Affineplane provides orthogonal and perspective projections between parallel planes. Perspective projections require you to specify a camera location. Orthogonal projections do not require camera but can be thought as perspective projections with camera at infinity. The following snippet gives examples of both orthogonal and perspective projections. See also the illustration below for visual aid.

```
const point = { x: 4, y: 2, z: 4 }
const imagePlane = { a: 1, b: 0, x: 0, y: 0, z: 2 }
const pointOrtho = aff.point2.projectToPlane(point, imagePlane)
// pointOrtho equals { x: 4, y: 2 }
const camera = { x: 0, y: 0, z: 0 }
const pointPersp = aff.point2.projectToPlane(point, imagePlane, camera)
// pointPersp equals { x: 2, y: 1 }
```

In the snippet above, the image plane onto project to is otherwise equivalent to the reference plane but two units off along z-axis. The depth offset does not affect the orthogonal projection which results the same point but without z-axis property. In contrast, the perspective projection and camera at z=0 map the point closer to the camera as illustrated below.

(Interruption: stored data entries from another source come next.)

PR #4843, opened 2018-10-08
test: Bootstrap ConversationCellState tests

atomrc:
These are not exhaustive tests.
It covers the basic scenarios for 1:1 conversations but is missing a lot of combinations.

### DIFF
--- a/app/script/conversation/ConversationCellState.js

Note that the projections features of affineplane are highly limited. The camera always points towards positive z-axis and its line of sight is orthogonal to the planes. In other words the positive z-axis points away from the viewer.

Vectors and other movements can only be projected orthogonally. This is because perspective projection would require them to have known positions relative to the camera, which they do not have.

Affineplane is very loose on types and requires you to ensure you feed the functions what they minimally expect. This has two benefits: the functions are fast and you can input objects that have extra properties. For example `{ color: 'ff00ff', x: 2, y: 3 }`

is a valid affineplane point2. Note that while all affineplane operations return new objects, the extra properties are not carried to them.

To check validity of an object, each geometry type has `validate`

function, for example point2.validate. We could have included validity checking into each function but that would have caused excess of checking for this kind of low-level math functions. Instead, use `validate`

when you need it.

To avoid unefficient type checking, optional parameters and default values are used sparsingly. Keep this in mind especially when making contributions.

Pull requests and bug reports are highly appreciated. Please test your contribution with the following scripts:

Run test suite:

```
$ npm run test
```

Run only linter:

```
$ npm run lint
```

List of 2D Geometry Libraries for JavaScript for alternative packages that might suit your particular case better.

Interactive transformation matrix visualizers are useful for learning. For example, see 2D Matrix Visualizer (alt) by Yuri Sulyma and Simple 3D Matrix Visualizer by Harry Chen.

To wrap your head around 3D rotations and quaternions, see interactive quaternion rotation videos by Sanderson and Eater featured on 3blue1brown YouTube channel.